# Melafix overdose....need advice ASAP



## Malawi_G (Jan 24, 2005)

Hey Guys....I just realized that I've been overdosing with melafix since yesterday, I added 10 ml per 10 gallon instead of 5ml....So far I haven't seen any of my fish acting weird, but I did some research and apparently some people got their whole tank wipe out....The reason I dose it because some of my angel fish had some torn fins and some white film on their body, Since I dose yesterday I noticed a that some of the white film is almost gone, but now I'm kinda paranoid, it's midnight now and my tank has been lights out for an hour now, do you guys think I should leave it or do a water change....thanks.....


----------



## cichlify (Sep 1, 2009)

I think they should be okay if you just do a large water change and use carbon filter to help remove the medication.
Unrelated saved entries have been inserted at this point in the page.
Issue #114, opened 2020-05-29
[Discussion] Project branding / namespace naming


sthewissen:
So here we are at the reboot of the Community Toolkit. Let's get this show on the road! There are a few things I'm wondering about that we might want to tackle first though, so I'm opening some issues to have these discussions. So let's get to it!

**Namespace naming** 
I think we can all agree that the "Community Toolkit" part of the name is fine. It's the other parts that I'm wondering about both from a public naming perspective and a namespace naming perspective. With .NET MAUI on the horizon, we can choose to either go with a bit more of a platform-independent namespace naming scheme or face the fact that we will have to adjust somewhere in the future :) I personally don't mind the latter as I don't think it'll be a big effort.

Did you just get the angle fish or have you had them for a while?


----------



## Briguy (Aug 10, 2009)

Do a 50% water change. That will correct your dosage. However you will probably be ok as the dosage directions indicate to treat daily for 7 days and then do a water change.


----------



## Malawi_G (Jan 24, 2005)

thanks for the advice guys....so I decided not to disturb the tank last night and check up on them this morning...seems like everything is alright no sign of stress on any fish so I will leave it...Yes the instruction says daily for a week so I wont be putting any for 2 days cause I double dose for the last 2 days.....I just got the angel fish last week or so and I don't have a quarantine tank that's why I'm medicating the whole tank.....


----------



## Robin (Sep 18, 2002)

Since water quality is key to healing I think you'd be better off doing a water change to lower the amount of Melafix. Actually doing daily partial water changes while dosing with Melafix is a good idea. Just obviously do the water change before you dose with Melafix and make sure you're using a good quality dechlorinator

Robin


----------



## PfunMo (Jul 30, 2009)

I've just discovered how easy it is to overdose with the Melafix. Instructions do not make it clear that using the measuring cap gives you 10ML rather than the 5ML per 10 gallons per dose. Be aware that there are marks on the measuring cap but they are not obvious and easily missed. Easy to double dose if you expect the capfull to be the same amount as referred to in the directions.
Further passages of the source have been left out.